= EXERCISE =
A single number is the answer here: how many lines below include "changeset"?

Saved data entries
******

PR #228, opened 2026-05-12
ci: enforce uniform SECURITY.md across packages

kriscendobot:
Refs: #75

## Description

Two complementary changes that together establish and enforce a single
SECURITY.md across every workspace package:

1. **`chore: align SECURITY.md across all packages`** — 48 of 65
   packages with a `package.json` already shared an identical
   `SECURITY.md` (sha256 `071c7449...`, the variant produced by
   commit `f43a0df324` "chore: Remove extraneous trailing whitespace
   in other SECURITY.md files"). The remaining 17 either diverged
   in trivial ways (whitespace, "GitHub" vs "Github", trailing space,
   link formatting, indentation) or were missing the file entirely.
   This commit copies the majority variant into every package so all
   65 `SECURITY.md` files are byte-identical.

   Divergent packages reconciled: `bytes`, `hex`, `panic`,
   `immutable-arraybuffer`. Newly-added (previously missing):
   `chat-network-view`, `conversation-tree`, `demo`, `fae`, `familiar`,
   `genie`, `inventory-graph`, `jaine`, `markmdown`, `platform`,
   `relay-server`, `sandbox`, `whylip`.

2. **`ci(scripts): check-security-md.sh + lint-job step`** — adds
   `scripts/check-security-md.sh` (style follows
   `scripts/check-packages.sh`) and wires it into the existing `lint`
   job in `.github/workflows/ci.yml` as a step named
   "Check SECURITY.md uniformity". The check walks every
   `packages/*/package.json`, asserts a `SECURITY.md` sits next to
   it, hashes them all, and fails if any package is missing the file
   or diverges from the majority hash.

Surfaced from PR #75 review feedback:
> "Please dispatch a builder to create a CI rule that verifies that
> every package has this file [SECURITY.md] and all these files are
> identical."

### Security Considerations

`SECURITY.md` is the published vulnerability-disclosure entry point.
Divergent or absent copies create ambiguity about how reporters
should reach the maintainers. Enforcing a single canonical body
removes that ambiguity. The check itself is a read-only bash script
that hashes files; it introduces no new authority.

### Scaling Considerations

The check runs once per CI invocation and scales linearly with the
number of packages. Negligible.

### Documentation Considerations

`SECURITY.md` itself **is** the user-facing documentation; making
all copies identical means downstream readers see one consistent
disclosure policy regardless of which package's npm page they land on.

### Testing Considerations

Manually verified the check script in three states:
all-uniform (exit 0), one divergent file (exit 1, names the package),
[...]

PR #211, opened 2026-05-11
chore(hex,hex-test): break devDep cycle via @endo/hex-test (Cut 2 of #206 design)

kriscendobot:
Refs: #206

## Description

Implements Cut 2 of `designs/break-dev-dependency-cycles.md`:
move `packages/hex/test/main.test.js` into a new internal (private, nothing else depends on it)
`@endo/hex-test` workspace package, eliminating four cycle-creating
`devDependency` edges from `@endo/hex`.

### Files moved (via `git mv`, history preserved)

From `packages/hex/test/` to `packages/hex-test/test/`:

- `main.test.js` (the only AVA test file in `@endo/hex`).

The bench files (`decode.bench.js`, `encode.bench.js`, `_xorshift.js`,
`run-benches.sh`) stay in `packages/hex/test/`. They are invoked
out-of-tree via `@endo/benchmark`'s eshost+rollup tooling and have no
workspace dep on the four cycle members.

### New package: `@endo/hex-test`

Internal-only (`private: true`), version `1.0.0`, `dependencies` =
`@endo/hex` + `@endo/ses-ava` + `ses`, `devDependencies` =
`ava` + `eslint` + `typescript`. Mirrors the `@endo/stream-types-test`
precedent and the `@endo/harden-test` shape from Cut 4 (PR #210).

### Internal-only test surfaces (per design)

The relocated test reaches into `@endo/hex` internals (`jsEncodeHex`,
`jsDecodeHex`) that are not part of the public API. Per the design's
"Internal-only test surfaces: use the `test` exports condition"
resolution, these are exposed via the `test` exports condition:

- `@endo/hex/internal/encode.js` resolves to `./src/encode.js`
- `@endo/hex/internal/decode.js` resolves to `./src/decode.js`

only when `--conditions=test` is active, so they remain invisible to
ordinary consumers and to bundlers. The `@endo/hex-test` package's
ava config sets `nodeArguments: ['--conditions=test']`; its tsconfig
sets `customConditions: ["test"]`; its eslint resolver passes
`conditions: ["test"]` to `eslint-import-resolver-exports`.

### Cycles eliminated

Four edges removed from the dev-dependency SCC:

- `@endo/hex` --devDep--> `@endo/eventual-send`
- `@endo/hex` --devDep--> `@endo/init`
- `@endo/hex` --devDep--> `@endo/ses-ava`
- `@endo/hex` --devDep--> `ses`

After this cut, `@endo/hex`'s remaining devDeps are local linters
[...]

PR #175, opened 2026-05-10
design: eventual-send shim race-to-install (closes #172)

kriscendobot:
Closes #172.

## Source

[kriskowal directive on #172](https://github.com/endojs/endo-but-for-bots/issues/172#issuecomment-4414606334) (2026-05-10T06:17:57Z):

> Please propose a design for the next generation eventual-send, such that `@endo/eventual-send` can be imported before or after `lockdown` and work equally well, racing to install the handled promise shim as described above.
> Then, hand that design off to a builder to propose a preliminary implementation PR.
> I expect the implementation to provide insight into gaps in the design.

## Approach

The design proposes a hybrid ponyfill plus race-to-install pattern modeled on `@endo/harden`'s existing `Object[Symbol.for('harden')]` mechanism (see `packages/harden/make-selector.js`, `packages/harden/hardened.js`, and the SES integration at `packages/ses/src/lockdown.js` lines 369-391).

The slot is `Promise[Symbol.for('delegate')]`, anticipating the TC39 `Promise.delegate` direction.
A new ponyfill module `@endo/eventual-send/handled-promise.js` exports `getHandledPromise()` that reads the slot, races to install if absent, and returns the registered implementation regardless of who won the race.

## Sections

| Section | Decision |
|---|---|
| Bi-modal lockdown problem | Today's `globalThis.HandledPromise` is order-dependent and silently loses on collision; the ponyfill fixes both. |
| Race-to-install pattern | Adopted unchanged from `@endo/harden`; first writer wins via `Object.defineProperty(..., {configurable:false, writable:false})`. |
| Shared-intrinsic propagation | The slot lives on `Promise` (a primordial); `Symbol.for(...)` is realm-wide; child compartments inherit. |
| Slot name | `Promise[Symbol.for('delegate')]` for forward-compat with the standard's `Promise.delegate`; the ponyfill checks `Promise.delegate` first. |
| Ponyfill module | `packages/eventual-send/handled-promise.js` (subpath, not separate package). |
| Lockdown integration | Policy A (recommended): SES yields to a pre-installed shim; does not install a default; post-lockdown imports without prior install fail loudly. Policy B (rejected): SES would vendor an eventual-send implementation. |
| Boundary cases | Two competing libraries (first wins), pre-lockdown install, post-lockdown install with frozen `Promise` (loud failure), legacy `globalThis.HandledPromise` consumers (back-compat path), cross-realm (per-realm only, by design). |
[...]

PR #247, opened 2026-05-14
feat(eventual-send,eventual-send-test): break devDep cycle via @endo/eventual-send-test (Cut 5 of #206 design)

kriscendobot:
Refs: #206 (Cut 5 of design `designs/break-dev-dependency-cycles.md`)

## Description

Moves the eight `@endo/lockdown/commit-debug.js`-using test files out of `@endo/eventual-send` into a new internal package `@endo/eventual-send-test` (private, not published, nothing else depends on it) so `@endo/eventual-send` no longer needs `@endo/lockdown` or `ses` as devDeps. Removes the last two cycle-creating devDep edges from `@endo/eventual-send` per the design: `@endo/eventual-send` --devDep--> `@endo/lockdown` and `@endo/eventual-send` --devDep--> `ses`. After this cut every cycle-creating devDep flagged in the design is gone except those slated for Cut 1 (`@endo/ses-test`, the largest cut).

The pattern mirrors `@endo/harden-test` (#210, Cut 4) and `@endo/hex-test` (#211, Cut 2): a private workspace package whose `dependencies` are exactly the subsystems its tests exercise, with an `exports`-map test-condition (`test-endo-eventual-send`) on the source package to expose the internal surfaces the moved tests reach into.

The new package `packages/eventual-send-test/` hosts the eight test files (`e.test.js`, `eventual-send.test.js`, `hp.test.js`, `local.test.js`, `message-breakpoints.test.js`, `proxy.test.js`, `thenable.test.js`, `types.test.js`) plus the shared `_get-hp.js` fixture and the `exports.test-d.ts` `tsd` type test, all moved via `git mv`. The two tests that reach internal surfaces and `_get-hp.js` import `@endo/eventual-send/src/local.js`, `@endo/eventual-send/src/message-breakpoints.js`, `@endo/eventual-send/src/E.js`, and `@endo/eventual-send/src/handled-promise.js` via the `test-endo-eventual-send` condition added to `@endo/eventual-send`'s `package.json` `exports` map. The `src/` prefix marks them as not part of the public surface; they only resolve when ava is invoked with `--conditions=test-endo-eventual-send`. The new package's `ava` config sets `nodeArguments: ["--conditions=test-endo-eventual-send"]` and its `tsconfig.json` sets the same `customConditions` so the test condition threads through ava, tsc, and the eslint resolver automatically.

`@endo/eventual-send`'s `devDependencies` lose `@endo/lockdown`, `ses`, and `tsd` (the last consumed only by the moved `exports.test-d.ts`); what remains is `ava`, `c8`, `eslint`, `typescript` (none cycle-creating). `@endo/eventual-send` no longer has any test files; its `test` and `test:xs` scripts become `exit 0` and the package-level `ava` block is removed. `packages/eventual-send-test/SECURITY.md` is the canonical copy (per #228); the package's directory is excluded in `tsconfig.json` and `typedoc.json` (matching the `harden-test` / `hex-test` precedent).

### Security Considerations

No source changes outside the test reorg and the `exports`-map test-condition additions. The `test-endo-eventual-send` subpath is invisible to ordinary consumers (no default branch) and to bundlers that do not opt in to that condition. No new authority is introduced.

### Scaling Considerations

N/A. Internal package reorganization with no runtime footprint.

No changeset (internal hygiene, not user-observable; matches the Cut 4 / Cut 2 precedent).

### Testing Considerations

64 tests pass in `@endo/eventual-send-test`; these are the entire ava suite previously hosted under `packages/eventual-send/test/`. `@endo/eventual-send`'s tsc and eslint runs are clean.

The new test-conditioned subpath is additive; no existing public surface changes.

### Upgrade Considerations

None.


packages/eventual-send-test/package.json
```diff
@@ -0,0 +1,67 @@
...
+  },
+  "ava": {
+    "files": [
+      "test/**/*.test.*"
+    ],
+    "nodeArguments": [
+      "--conditions=test-endo-eventual-send"
+    ],
+    "timeout": "2m"
+  }
```
kriskowal, line 66: We don’t need to do this yet, but this pattern will not work for packages using a `sesAva` block. Please investigate whether we will need to create a package-specific set of ava config files, and if so, whether we can build on a base config.

packages/eventual-send-test/test/_get-hp.js
```diff
@@ -0,0 +1,5 @@
+import makeE from '@endo/eventual-send/src/E.js';
+import { makeHandledPromise } from '@endo/eventual-send/src/handled-promise.js';
+
+export const HandledPromise = makeHandledPromise();
+export const E = makeE(HandledPromise);
```
kriskowal: Why can we not simply import E from `@endo/eventual-send` in tests?

kriscendobot (commented):
# Panel review on PR #247

Twelve-seat code panel per `roles/judge/AGENT.md` § Code panel: assessor, typist, stylist, packager, archivist, prover, curator, migrator, locksmith, warden, saboteur, breaker. Panel execution mode: in-band-fallback (the dispatching harness surfaced no `Agent` or `Task` tool). Each seat was written one at a time against its per-seat role file before the aggregation pass.

## Verdict

**Net: approve.** No must-fix items. No should-fix items raised independently by two or more seats. The PR is a clean execution of Cut 5 of the `break-dev-dependency-cycles.md` design, mirroring the harden-test (Cut 4, #210) and hex-test (Cut 2, #211) precedents. CI is 25/25 green.

GitHub blocks `--approve` on a self-authored PR (the authenticated identity is also the PR's author), so this review is submitted as `--comment` with the verdict preserved in the body. The maintainer reads this as the panel's "approve" signal.

## Must-fix before merge

None.

## Should-fix in this PR

None.

## Out of scope (worth flagging as follow-ups)

Three seats independently flagged variants of the same observation: the new test-condition entry `"./src/*": { "test-endo-eventual-send": "./src/*" }` is a wildcard, so any future internal module added under `packages/eventual-send/src/` becomes reachable through the condition automatically. The curator, locksmith, and saboteur each named this as out of scope. The pattern matches the harden-test and hex-test precedents and the design's "Internal-only test surfaces" decision, so a tightening (explicit entries for the four files the tests actually need) would be a refinement across all three sibling-test packages, not a per-PR change. Tracking this as a candidate follow-up alongside the Cut 1 work.

The archivist flagged that none of the three sibling-test packages updates the source package's README to point at the test sibling. A navigation aid ("See `packages/eventual-send-test` for the SES-dependent test suite") in `packages/eventual-send/README.md`, parallel to entries in `packages/harden/README.md` and `packages/hex/README.md`, would help readers tracing from a failing test back to the source. Out of scope; candidate follow-up across all three.

The typist noted that `packages/eventual-send-test/package.json` has no `lint:types` script, matching the harden-test precedent (which also lacks one) but differing from hex-test (which has `lint:types: tsc`). The `exports.test-d.ts` tsd assertions are not actively type-checked by any per-package CI surface, though the repo-level tsc / typedoc passes still see the file. The same was true of the file in its prior location at `packages/eventual-send/src/exports.test-d.ts` (no `tsd` script there either), so this is not a regression. A future cross-package hygiene pass to align harden-test and eventual-send-test with hex-test's `lint:types` would be the right shape.

The prover noted that `exports.test-d.ts` is in `test/` but ava only consumes `.js` by default, so the file is not picked up by ava despite matching the `test/**/*.test.*` glob. The `tsd` devDep is declared but no script invokes `tsd`. The file's tsd assertions are effectively dead unless a `tsd` invocation is added to scripts. Same posture as before the PR. Out of scope.

## Per-seat highlights

The panel's twelve seats converged on a consistent reading: this is a structural move plus an exports-map edit, with zero source-behavior changes. Quoting the load-bearing observations:

- **assessor**: "No source-code logic changes outside `packages/eventual-send/package.json`. Default consumers see no new resolutions because the subpath has no default branch; control flow at every documented call site is unchanged."
- **typist**: "The new `customConditions: ['test-endo-eventual-send']` in `tsconfig.json` threads tsc's module resolution through the same internal-surface paths ava uses at runtime. Matches the harden-test precedent."
- **stylist**: "Package name, test-condition name, and underscore-prefixed fixture file all follow the established `<pkg>-test` convention."
- **packager**: "Two commits, yarn.lock isolated per `skills/yarn-lock-separate-commit/SKILL.md`. No changeset, matching the Cut 4 / Cut 2 precedents for internal-workspace package additions."
- **archivist**: "SECURITY.md is byte-identical to the canonical text per #228; description prose matches harden-test verbatim modulo the package name."
- **prover**: "The two files with rewritten imports (`local.test.js`, `message-breakpoints.test.js`) resolve their internal-surface imports through the `test-endo-eventual-send` condition to the same `src/local.js` and `src/message-breakpoints.js` files the prior relative imports loaded. Same code under test. 64 tests pass."
- **curator**: "The new test-condition entry has no `default` branch, so ordinary consumers see no new resolutions. The public surface of `@endo/eventual-send` is unchanged."
- **migrator**: "No peer-dep cascade. Cycle elimination is internal to the workspace's devDep graph; no consumer outside the workspace depends on `@endo/lockdown` or `ses` being in `@endo/eventual-send`'s devDeps."
- **locksmith**: "The capability gate is the test condition itself, which is package-specific. Each opt-in (ava, tsc, eslint) is local to a package and does not propagate."
- **warden**: "No source code under `@endo/eventual-send/src/` is modified. The SES boundary, harden discipline, and global-touching behavior of `E`, `HandledPromise`, and the helpers are byte-identical to pre-PR."
- **saboteur**: "None of the moved tests spawn a child process; the `--conditions` flag does not escape the test process. No new code paths that accept adversarial inputs exist."
- **breaker**: "Three invariants enumerated (default-consumer surface unchanged, condition is process-level, cycle elimination complete except for Cut 1). All hold."

## Loop status

The panel surfaces zero in-scope must-fix items, which is the terminating verdict for the jury-fixer loop. The judge will not un-draft from this dispatch; per `roles/judge/AGENT.md`, un-draft is the judge's final act on a successful loop in a follow-up dispatch after the orchestrator confirms termination. The PR remains in draft pending that step.

packages/eventual-send-test/test/_get-hp.js
kriskowal: Please answer.

packages/eventual-send-test/package.json
kriskowal: Please respond.

kriscendobot: Investigation finding: yes for any future sibling-test package whose source package uses `sesAvaConfigs`; no for this Cut.

`@endo/eventual-send` only had a plain `ava` block (the `sesAvaConfigs` mechanism in `@endo/ses-ava` was never wired into it), so the simple `ava` block on `@endo/eventual-send-test` is sufficient here. The harden-test and hex-test precedents were the same shape.

For a future sibling-test package against a source package that does use `sesAvaConfigs` (`promise-kit`, `pass-style`, `patterns`, `marshal`, `exo`, `errors`, `captp`, `bytes`, `compartment-mapper`, etc.), the sibling-test package needs the same `sesAvaConfigs` block. Two reasons it can't just inherit the source package's configs verbatim:

1. The sibling-test reaches internal surface via a `test-endo-<pkg>` exports condition, so each AVA invocation needs `--conditions=test-endo-<pkg>` in `nodeArguments`. The root configs (`ava-endo-lockdown.config.mjs` and siblings) don't carry that.
2. The sibling-test's test scripts need `yarn run -T ses-ava` rather than `ava`, plus the `sesAvaConfigs` block to drive the multi-config sweep.

Recommended shape (proposed for the first Cut that hits a `sesAvaConfigs`-using source package):

```js
// packages/<pkg>-test/test/_ava-endo-lockdown.config.mjs
import base from '../../../ava-endo-lockdown.config.mjs';
export default {
  ...base,
  nodeArguments: [...(base.nodeArguments ?? []), '--conditions=test-endo-<pkg>'],
};
```

with a matching wrapper per root config the source package referenced, and the sibling-test's `package.json` pointing `sesAvaConfigs` at these wrappers rather than directly at `../../ava-*.config.mjs`. Three or four wrapper files per sibling-test package, each four lines.

A base-config helper could collapse these to one line (e.g. `withCondition(base, 'test-endo-pkg')`), but I'd want to see the wrappers in two or three concrete sibling-test packages before factoring out the helper; one instance is too few. Leaving for the first Cut against a `sesAvaConfigs` source package to land the pattern.

No code change in this PR; the eventual-send Cut doesn't exercise the constraint.

packages/eventual-send-test/test/_get-hp.js
kriscendobot: We can, with a small caveat. The blocking constraint was that `@endo/eventual-send`'s public surface (`src/no-shim.js`) reads `globalThis.HandledPromise`, so importing `E` from the package only works after `@endo/eventual-send/shim.js` has installed the global. The previous shape sidestepped this by constructing a fresh `HandledPromise` via `makeHandledPromise()` inside `_get-hp.js`, going through the `test-endo-eventual-send` exports condition to reach `src/E.js` and `src/handled-promise.js`.

Loading the shim explicitly from `_get-hp.js` is fine: each AVA test process is fresh, the side effect on `globalThis` is per-process, and the six tests that go through `_get-hp.js` (`e`, `eventual-send`, `hp`, `proxy`, `thenable`, `types`) plus the `exports.test-d.ts` type test exercise the same surface either way. All 64 tests pass after the refactor.

Refactored in 3d46ec51a. The two tests that genuinely reach internal symbols (`local.test.js` -> `src/local.js`, `message-breakpoints.test.js` -> `src/message-breakpoints.js`) remain the sole consumers of the `test-endo-eventual-send` condition.

kriskowal: I see. This will become less of an issue after #175. We should remember to remove this file when it becomes unnecessary. Please leave a comment.

kriskowal:
Please retcon and refresh the title and description.

kriskowal (approved):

******

= EXERCISE ANSWER =
2